Hiç bir şey üretmeden tetikçilik yaparak görünür olmaya çalışanlar bazı feminist adayların çıkışları karşısında kıskançlıktan çıldırmış halde kıvranıyor. Sahillerde yeterince kızgın kum var, isteyen poposunu özgürce kumda oynatabilir! Yine de ülkedeki feministlere kadın dayanışmasını hatırlatmakta fayda var.
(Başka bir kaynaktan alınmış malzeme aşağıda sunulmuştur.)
Issue #1766, opened 2025-01-21
Download old blocks & receipts when snap syncing


mpaulucci:
We want to download history (blocks and receipts) previous to the pivot block when doing snap sync.

From 1 May 2025, only the post-merge blocks and receipts will be downloaded.

This is a low priority ticket. We will eventually need it to be compliant with the spec. But I would implement it only if/when we needed. If it's after May 1, we should just download post-merge blocks.

Blocks and receipts are not necessary to follow the chain, but in general, nodes download them.

mpaulucci:
This was implemented in the new version of snap sync IIRC

PR #5452, opened 2025-11-27
refactor(l1,l2,levm): remove dead code

iovoid:
**Motivation**

Dead code in pub functions is not found by clippy, so they can easily accumulate.

**Description**

Using [a tool](https://github.com/cpg314/cargo-workspace-unused-pub), several functions that are never used are found.

### DIFF
--- a/CHANGELOG.md
+++ b/CHANGELOG.md
@@ -91,6 +91,7 @@
 ### 2025-10-17
 
 - Replaces incremental iteration with a one-time precompute method that scans the entire bytecode, building a `BitVec<u8, Msb0>` where bits mark valid `JUMPDEST` positions, skipping `PUSH1..PUSH32` data bytes.
+- Updates `is_blacklisted` to O(1) bit lookup.
 
 ### 2025-10-14
 


pablodeymo (approved):

crates/networking/rpc/debug/execution_witness.rs
```diff
@@ -65,85 +55,6 @@ impl TryFrom<ExecutionWitness> for RpcExecutionWitness {
     }
 }
 
-// TODO: Ideally this would be a try_from but crate dependencies complicate this matter
-pub fn execution_witness_from_rpc_chain_config(
```
MegaRedHand, line 69: `ethrex-replay` uses this. We can add a comment mentioning that

crates/l2/networking/rpc/clients.rs
JereSalo, line 1: see https://github.com/lambdaclass/ethrex/pull/5433/files

ilitteri (changes requested):
We need to test these changes in our tooling https://github.com/lambdaclass/ethrex-replay and https://github.com/lambdaclass/rex

crates/l2/sdk/src/sdk.rs
ilitteri, line 1: This is an SDK used by external users; this functionality might not be used in ethrex codebase, but it needs to be exposed to users.

crates/l2/networking/rpc/clients.rs
ilitteri, line 1: The whole RPC client module is used by external users; it is not right to just remove unused functions here.

pablodeymo (changes requested):
we need to review external dependencies

crates/networking/rpc/debug/execution_witness.rs
iovoid: Restored in 3c30aedb2

crates/l2/sdk/src/sdk.rs
iovoid: Restored in 3bcb75ef2.

crates/l2/networking/rpc/clients.rs
iovoid: Restored in 3bcb75ef2.

iovoid:
* rex seems to work after fixing unrelated incompatibilities (compile_contract and get_address_from_secret_key changed their interface), the changes are left in the branch test_remove_dead_pub if you want to reproduce

* ethrex-replay block execution tested

crates/networking/rpc/clients/eth/mod.rs
ilitteri, line 1: These are unused, but the idea of the `EthClient` is to be a wrapper of the RPC API, for users to be able to call any RPC method they want.

This module and the `auth` module should live in the `ethrex-sdk` module, but because of cyclic import reasons.

crates/networking/p2p/sync.rs
```diff
@@ -582,31 +582,6 @@ async fn store_block_bodies(
...
-            }
-            // Check if we need to ask for another batch
-            if block_hashes.is_empty() {
-                break;
-            }
-        }
-    }
-    Ok(())
-}
-
```
fmoletta, line 612: This would be used when we address #1766 , maybe we should leave it and link the issue?

crates/networking/rpc/clients/eth/mod.rs
iovoid: Restored in 588a3bfee.

cmd/ethrex/utils.rs
```diff
@@ -65,13 +64,6 @@ pub fn read_chain_file(chain_rlp_path: &str) -> Vec<Block> {
     decode::chain_file(chain_file).expect("Failed to decode chain rlp file")
 }
 
-pub fn read_block_file(block_file_path: &str) -> Block {
-    let encoded_block = std::fs::read(block_file_path)
-        .unwrap_or_else(|_| panic!("Failed to read block file with path {block_file_path}"));
-    Block::decode(&encoded_block)
-        .unwrap_or_else(|_| panic!("Failed to decode block file {block_file_path}"))
-}
```
Oppen, line 73: I though the import command used this.

crates/networking/p2p/sync.rs
ilitteri: Is #1766 going to be addressed soon? While that issue is not being addressed, I'd prefer to mention this thread in the issue and remove the code for now.

cmd/ethrex/utils.rs
iovoid: This is done by `read_chain_file`, which is almost identical.

CHANGELOG.md
```diff
@@ -91,7 +91,6 @@
 ### 2025-10-17
 
 - Replaces incremental iteration with a one-time precompute method that scans the entire bytecode, building a `BitVec<u8, Msb0>` where bits mark valid `JUMPDEST` positions, skipping `PUSH1..PUSH32` data bytes.
-- Updates `is_blacklisted` to O(1) bit lookup.
```
Oppen, line 94: The changelog shouldn't change. If anything, log that it was recently removed in a new entry.

crates/vm/levm/src/utils.rs
Oppen, line 1: Let's first send this one as a separate PR as this is surely unused.

CHANGELOG.md
iovoid: `is_blacklisted's` case is particular since it was already dead when that change happened, but I see why we might not want to pretend it never happened

Maybe adding a note or a strikethrough?

crates/vm/levm/src/utils.rs
iovoid: Why a separate PR?

CHANGELOG.md
pablodeymo: I agree that changelog shouldn't be removed, but only appends.

iovoid: Restored previous version in 454e76788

Genç ve bilgili adaylar son kullanma tarihi dolmuş olanları şalvarında çalkalayıp çalkalayıp asıyor yine de temizleyemiyorlar. Acaba meclise girdikten sonra parti değiştiren adayların üzerinden Kızılırmak geçse arınırlar mı?
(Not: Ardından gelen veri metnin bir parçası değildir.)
PR #5453, opened 2025-11-27
feat(l1): add "eth" entry to local ENR

### LINKED ISSUE #5066: Add "eth" entry to local ENR
The devp2p spec specifies an "eth" ENR entry with the fork ID. We don't currently set it, which could cause our peers to ignore us.

lakshya-sky:
**Motivation**

Geth uses forkId for making connection as outlined in below posts and failing to provide one could mean that newer Geth clients would reject connections.
https://ethereum-magicians.org/t/all-core-devs-testing-acdt-46-july-28-2025/24889/6 and https://github.com/ethereum/go-ethereum/pull/31944. 

**Description**

Closes #5066


crates/networking/p2p/discv4/server.rs
```diff
@@ -97,7 +99,8 @@ impl DiscoveryServer {
     ) -> Result<(), DiscoveryServerError> {
         info!("Starting Discovery Server");
 
-        let local_node_record = NodeRecord::from_node(&local_node, 1, &signer)
+        let fork_id = storage.get_fork_id().await.ok();
```
MegaRedHand: This won't work correctly for nodes that are syncing. At startup they'll use the fork-id of the genesis block (latest block is 0), and will never update this once synced.

I think we need to have some periodic message that updates this once per X mins or something like that.

crates/networking/p2p/types.rs
```diff
@@ -347,11 +347,26 @@ impl NodeRecord {
...
+    ) -> Result<Self, NodeError> {
         let mut record = NodeRecord {
             seq,
             ..Default::default()
         };
+        if let Some(fork_id) = fork_id {
+            // Without the Vec wrapper, RLP encoding fork_id directly would produce:
+            // [forkHash, forkNext]
+            // But the spec requires nested lists:
+            // [[forkHash, forkNext]]
```
MegaRedHand: Great comment

Wait. This means we were incorrectly encoding this entry?

crates/networking/p2p/types.rs
```diff
@@ -347,11 +347,26 @@ impl NodeRecord {
         Ok(result)
     }
 
-    pub fn from_node(node: &Node, seq: u64, signer: &SecretKey) -> Result<Self, NodeError> {
+    pub fn from_node(
+        node: &Node,
+        seq: u64,
+        signer: &SecretKey,
+        fork_id: Option<ForkId>,
+    ) -> Result<Self, NodeError> {
```
MegaRedHand: We should keep this function like before, and add another one for the case where `fork_id` is `Some`. That way changes are kept to this file, and API is clearer. We can reduce code duplication by moving common code to a helper in this module.

MegaRedHand (commented):
Thanks for your contribution! Also, great catch with the fork-id encoding!

crates/networking/p2p/discv4/server.rs
lakshya-sky: You're right! Geth uses https://github.com/ethereum/go-ethereum/blob/5e6f7374deaae104e243703f5aea25c68f4d6df6/eth/protocols/eth/discovery.go#L41 which would update ENR record updated with each new block head. Let me know your opinion.

lakshya-sky: I think we should tackle this in a different PR.

crates/networking/p2p/types.rs
lakshya-sky: pretty much since we never included `eth` to local node record so we never had a way to know if our encoding was right.

crates/networking/p2p/discv4/server.rs
MegaRedHand: Yeah. That's a good idea.

ElFantasma (approved):
LGTM

crates/networking/p2p/discv4/server.rs
MegaRedHand: Opened https://github.com/lambdaclass/ethrex/issues/5493 for this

Solcu gençlerin sosyal medyada birbirini yemesi çok üzücü. Babaları, abileri yapamadı ama keşke çocukları gerçekleştirseydi de sol ortak amaçlar için birleşebilseydi. Eğer sorun gen aktarımı değilse toplum çıkarları için sol partiler daha samimi görünebililrlerdi. Bu şekliyle koltuk hırsından öte bir resim veremiyorlar ne yazık ki.
Bir bildikleri var ki Jurassic Park’ta herkesin sandığa gitmesi yönünde çağrı yapılıyor. Kimse sandığa gitmezse maaşları kim ödeyecek acaba?
Homofobik ve cinsiyetçi adayları en kısa sürede tedaviye yönlendirmeli ve kesinlikle oy vermemeliyiz.
Programlarına tüylü küçük dostlarımızın yaşam hakkı için bir iki cümle sıkıştıran bir parti var mı? Ben mi görmedim?
Kim ne derse desin seçim sürecinde temiz toplum ve temiz siyaset adına doğruları ortaya koyan Toparlanıyoruz hareketi acilen zeytin dalı ile bohurlanmalı.
Eğer seçimlerde katılım düşük olursa ve çalışacak bir meclis oluşturulamaz ise ÖSYM sınavla vekil alabilir mi?